> **Work to complete**
Write out each line of the entries exactly, starting at the first and finishing with the line that contains "Hi @XHMM, thanks".

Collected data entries
Issue #4689, opened 2023-07-09
Output of react-native bundle containes source code loation when using with babel plugin


XHMM:
### Description

When I running ` npx react-native bundle --dev false  --platform ios --minify --bundle-output ./bundle.js --entry-file ./index.js --reset-cache` for building a release bundle, I foud that my source code location  was included in the output file like this:
<img width="1065" alt="image" src="https://github.com/software-mansion/react-native-reanimated/assets/24786522/22a39581-70db-43bd-bbcd-b9b095a6a97d">

If I removed `react-native-reanimated/plugin` from `babel.config.js` and rebuild, the output content will not include these location which was expected.

I noticed that the code from `react-native-gesture-handler` and `react-native-reanimated` will have location output, I am not very sure the issue was from metro or babel or this babel plugin

### Steps to reproduce

-

### Snack or a link to a repository

-

### Reanimated version

3.3.0

### React Native version

0.71.11

### Platforms

iOS

### JavaScript runtime

None

### Workflow

React Native (without Expo)

### Architecture

Paper (Old Architecture)

### Build type

Release mode

### Device

None

### Device model

-

### Acknowledgements

Yes

tjzel:
Hi @XHMM, thanks for this issue! Indeed this is our (Reanimated Babel Plugin's) fault and this has been like this forever - I'm surprised nobody has ever reported it. I already make a PR that fixes it since it's an easy fix.

PR #4695, opened 2023-07-10
Remove location property in worklets for production builds

tjzel:
## Summary

Currently we inject `location` property in worklets - which is there for debugging purposes - even in production build. This PR corrects this.

Fixes: #4689

## Test plan

Added a new test suite in plugin. Also ran production android Example just to be sure.


__tests__/__snapshots__/plugin.test.ts.snap
```diff
@@ -53,6 +71,21 @@ var f = function () {
 }();"
 `;
 
+exports[`babel plugin doesn't inject location for worklets in production builds 1`] = `
+"var _worklet_1852213185147_init_data = {
+  code: "function anonymous(){const x=1;}"
```
tomekzaw, line 76: I'm quite worried about the removal of `location` property, looks like we still use it here:

https://github.com/software-mansion/react-native-reanimated/blob/c6e7523541567a38dc4cb8d9c705b11e746a8cdf/src/reanimated2/initializers.ts#L47-L50

Maybe we should use `global.eval` when not in `__DEV__` mode?

piaskowyk: I agree with Tomek. 👍
Moreover, maybe we can use `location` and `sourceMap` only in debug mode. I could have a positive performance impact.

tjzel: We use it in debug only. `evalWithSourceMap` is injected only for dev builds.

tomekzaw (approved):
Thanks for optimizing this! 👍

piaskowyk (approved):

PR #4709, opened 2023-07-11
Minor adjustments to types in useAnimatedRef and related

tjzel:
## Summary

After a long research and with help from @Latropos I came to a conclusion that useAnimatedRef is properly typed, only the names of types were confusing. I changed those names and used directly `AnimatedRef` type which also was corrected accordingly since `useAnimatedRef` is supposed to hold components.

## Test plan

Just standard type tests suite.


src/reanimated2/hook/commonTypes.ts
```diff
@@ -13,12 +14,12 @@ export interface Descriptor {
...
+export interface RefObjectFunction<T extends Component> {
   current: T | null;
   (component?: T):
     | number // Paper
     | ShadowNodeWrapper // Fabric
     | HTMLElement; // web
 }
 
-export type AnimatedRef<T> = RefObjectFunction<T>;
+export type AnimatedRef<T extends Component> = RefObjectFunction<T>;
```
Latropos, line 25: Could we remove RefObjectFunction completely and have
```
export interface AnimatedRef<T extends Component> {
  current: T | null;
  (component?: T):
    | number // Paper
    | ShadowNodeWrapper // Fabric
    | HTMLElement; // web
}
```
instead?

Latropos (approved):
Looks good 🎉

src/reanimated2/hook/commonTypes.ts
tjzel: Yes we can!

PR #4710, opened 2023-07-11
Add duration support to springify

Latropos:
## Summary

Since we have added support for duration to our spring animations we should do the same thing with `.springify()` modifier.

Now you can use the following syntax:
```
        entering={SlideInLeft.delay(500).springify(5000).mass(2)}
        entering={SlideInLeft.delay(500).springify(5000)}
        entering={SlideInLeft.delay(500).springify(5000).dampingRatio(1)}
```

Although we use chaining ⛓️ instead of config to pass other spring props (like mass or stiffness) doing the same with duration would be unnatural as we specify duration of delay as a function argument. Also it could be confusing, since user could wonder if duration applies to spring or delay.

## Test plan
Tested on our [LA] Carousel exampel

https://github.com/software-mansion/react-native-reanimated/assets/56199675/fdd71b63-393a-418b-bd86-cb6ab5c72c85


tjzel (approved):
Looks good to me!
I like the for each addition.

piaskowyk (approved):
Good work! 👏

> **Exercise answer**
Issue #4689, opened 2023-07-09
Output of react-native bundle containes source code loation when using with babel plugin


XHMM:
### Description

When I running ` npx react-native bundle --dev false  --platform ios --minify --bundle-output ./bundle.js --entry-file ./index.js --reset-cache` for building a release bundle, I foud that my source code location  was included in the output file like this:
<img width="1065" alt="image" src="https://github.com/software-mansion/react-native-reanimated/assets/24786522/22a39581-70db-43bd-bbcd-b9b095a6a97d">

If I removed `react-native-reanimated/plugin` from `babel.config.js` and rebuild, the output content will not include these location which was expected.

I noticed that the code from `react-native-gesture-handler` and `react-native-reanimated` will have location output, I am not very sure the issue was from metro or babel or this babel plugin

### Steps to reproduce

-

### Snack or a link to a repository

-

### Reanimated version

3.3.0

### React Native version

0.71.11

### Platforms

iOS

### JavaScript runtime

None

### Workflow

React Native (without Expo)

### Architecture

Paper (Old Architecture)

### Build type

Release mode

### Device

None

### Device model

-

### Acknowledgements

Yes

tjzel:
Hi @XHMM, thanks for this issue! Indeed this is our (Reanimated Babel Plugin's) fault and this has been like this forever - I'm surprised nobody has ever reported it. I already make a PR that fixes it since it's an easy fix.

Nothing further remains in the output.